• **What you are asked to do**: How many lines of the records below contain the word "filter"? Answer with the number alone.

• **Data under study**:
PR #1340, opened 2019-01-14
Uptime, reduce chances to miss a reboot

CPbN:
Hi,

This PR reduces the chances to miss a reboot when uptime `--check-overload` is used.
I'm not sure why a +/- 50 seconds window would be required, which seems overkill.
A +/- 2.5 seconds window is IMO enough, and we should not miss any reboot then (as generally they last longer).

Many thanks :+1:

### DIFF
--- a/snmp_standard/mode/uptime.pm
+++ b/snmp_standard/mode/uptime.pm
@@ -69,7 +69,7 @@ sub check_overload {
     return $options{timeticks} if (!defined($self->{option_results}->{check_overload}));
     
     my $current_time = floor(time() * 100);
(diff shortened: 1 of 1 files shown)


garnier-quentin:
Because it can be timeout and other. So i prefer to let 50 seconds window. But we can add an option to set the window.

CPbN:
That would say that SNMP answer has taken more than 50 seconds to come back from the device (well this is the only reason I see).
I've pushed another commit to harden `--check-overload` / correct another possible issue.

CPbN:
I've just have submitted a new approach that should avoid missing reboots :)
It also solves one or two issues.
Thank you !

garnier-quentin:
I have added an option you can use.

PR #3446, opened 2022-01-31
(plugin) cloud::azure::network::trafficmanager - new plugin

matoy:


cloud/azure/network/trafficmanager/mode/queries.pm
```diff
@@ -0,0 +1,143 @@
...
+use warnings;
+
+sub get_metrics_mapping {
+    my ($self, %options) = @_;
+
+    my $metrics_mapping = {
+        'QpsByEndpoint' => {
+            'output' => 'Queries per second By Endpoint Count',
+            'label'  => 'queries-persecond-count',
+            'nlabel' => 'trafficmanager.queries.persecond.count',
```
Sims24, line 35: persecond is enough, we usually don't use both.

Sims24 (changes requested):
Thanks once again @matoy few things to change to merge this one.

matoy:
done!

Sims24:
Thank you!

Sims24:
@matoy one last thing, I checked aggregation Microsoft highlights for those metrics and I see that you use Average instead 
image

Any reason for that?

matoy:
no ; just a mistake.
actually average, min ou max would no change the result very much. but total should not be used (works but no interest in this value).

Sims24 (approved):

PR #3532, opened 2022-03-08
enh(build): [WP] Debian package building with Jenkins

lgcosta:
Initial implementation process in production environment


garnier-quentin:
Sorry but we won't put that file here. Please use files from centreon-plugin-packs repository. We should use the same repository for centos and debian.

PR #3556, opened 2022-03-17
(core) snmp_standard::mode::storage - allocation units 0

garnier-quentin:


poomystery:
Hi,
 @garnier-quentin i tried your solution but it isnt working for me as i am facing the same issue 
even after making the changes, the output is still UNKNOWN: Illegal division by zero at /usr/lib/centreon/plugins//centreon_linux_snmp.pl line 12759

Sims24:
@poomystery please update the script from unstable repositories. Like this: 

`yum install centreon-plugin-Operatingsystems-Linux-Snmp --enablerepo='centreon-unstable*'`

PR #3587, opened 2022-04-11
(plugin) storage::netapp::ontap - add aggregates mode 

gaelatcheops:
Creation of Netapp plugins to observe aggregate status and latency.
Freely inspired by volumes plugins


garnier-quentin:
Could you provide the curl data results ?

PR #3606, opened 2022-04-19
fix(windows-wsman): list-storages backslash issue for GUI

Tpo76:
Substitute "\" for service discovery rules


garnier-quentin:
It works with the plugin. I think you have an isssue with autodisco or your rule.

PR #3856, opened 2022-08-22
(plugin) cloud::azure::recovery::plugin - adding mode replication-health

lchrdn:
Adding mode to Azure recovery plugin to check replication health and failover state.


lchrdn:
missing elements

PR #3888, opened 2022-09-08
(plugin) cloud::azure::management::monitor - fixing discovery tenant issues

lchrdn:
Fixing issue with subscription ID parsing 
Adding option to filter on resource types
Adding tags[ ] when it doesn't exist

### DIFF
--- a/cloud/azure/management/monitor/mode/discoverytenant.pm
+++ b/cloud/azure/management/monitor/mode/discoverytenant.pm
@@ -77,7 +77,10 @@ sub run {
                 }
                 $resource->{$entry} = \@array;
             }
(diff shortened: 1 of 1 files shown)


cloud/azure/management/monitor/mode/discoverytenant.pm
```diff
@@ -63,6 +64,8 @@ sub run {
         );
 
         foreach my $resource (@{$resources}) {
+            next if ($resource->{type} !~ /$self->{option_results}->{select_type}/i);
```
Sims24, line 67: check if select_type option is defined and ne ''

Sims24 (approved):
---
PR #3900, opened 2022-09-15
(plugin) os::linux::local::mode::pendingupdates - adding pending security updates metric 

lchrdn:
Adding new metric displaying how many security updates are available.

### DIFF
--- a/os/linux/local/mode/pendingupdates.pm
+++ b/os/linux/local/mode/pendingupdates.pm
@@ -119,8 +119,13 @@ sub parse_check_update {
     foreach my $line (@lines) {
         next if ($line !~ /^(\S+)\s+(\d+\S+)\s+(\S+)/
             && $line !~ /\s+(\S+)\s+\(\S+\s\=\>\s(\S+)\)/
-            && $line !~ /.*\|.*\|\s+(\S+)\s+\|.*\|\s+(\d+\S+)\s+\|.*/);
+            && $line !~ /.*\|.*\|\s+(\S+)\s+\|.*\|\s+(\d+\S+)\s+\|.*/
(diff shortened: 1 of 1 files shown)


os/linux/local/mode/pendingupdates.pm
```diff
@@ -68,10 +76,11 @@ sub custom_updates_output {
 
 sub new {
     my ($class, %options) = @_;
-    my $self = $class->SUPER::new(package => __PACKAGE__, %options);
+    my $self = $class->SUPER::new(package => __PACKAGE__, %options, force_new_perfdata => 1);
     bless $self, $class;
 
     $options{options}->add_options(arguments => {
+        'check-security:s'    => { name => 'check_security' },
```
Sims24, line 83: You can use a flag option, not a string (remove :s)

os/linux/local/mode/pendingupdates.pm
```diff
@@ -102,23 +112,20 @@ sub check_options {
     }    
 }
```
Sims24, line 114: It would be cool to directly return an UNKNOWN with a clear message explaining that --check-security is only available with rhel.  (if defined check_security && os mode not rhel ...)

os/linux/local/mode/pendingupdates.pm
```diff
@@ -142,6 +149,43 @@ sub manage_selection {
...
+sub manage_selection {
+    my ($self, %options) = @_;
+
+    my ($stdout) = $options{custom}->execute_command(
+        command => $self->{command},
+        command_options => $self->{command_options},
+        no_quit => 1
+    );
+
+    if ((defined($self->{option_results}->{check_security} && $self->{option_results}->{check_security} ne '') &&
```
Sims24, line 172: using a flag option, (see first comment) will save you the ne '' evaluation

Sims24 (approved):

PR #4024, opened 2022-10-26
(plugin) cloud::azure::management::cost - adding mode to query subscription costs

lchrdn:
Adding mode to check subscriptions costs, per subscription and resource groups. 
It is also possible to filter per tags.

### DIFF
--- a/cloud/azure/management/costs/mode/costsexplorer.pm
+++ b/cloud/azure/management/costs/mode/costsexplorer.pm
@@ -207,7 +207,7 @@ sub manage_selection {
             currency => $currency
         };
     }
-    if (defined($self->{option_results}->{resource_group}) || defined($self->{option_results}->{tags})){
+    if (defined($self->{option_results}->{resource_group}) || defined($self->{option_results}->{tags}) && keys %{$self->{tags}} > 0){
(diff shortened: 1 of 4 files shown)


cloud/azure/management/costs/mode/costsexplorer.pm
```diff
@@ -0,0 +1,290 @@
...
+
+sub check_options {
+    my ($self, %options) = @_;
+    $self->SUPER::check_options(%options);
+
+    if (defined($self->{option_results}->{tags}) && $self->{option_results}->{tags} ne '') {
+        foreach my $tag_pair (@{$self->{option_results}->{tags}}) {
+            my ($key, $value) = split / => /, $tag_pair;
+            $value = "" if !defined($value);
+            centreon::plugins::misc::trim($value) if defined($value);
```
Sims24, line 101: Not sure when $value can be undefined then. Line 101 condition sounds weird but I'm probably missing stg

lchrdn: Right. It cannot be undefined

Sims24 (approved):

• **Answer**: 2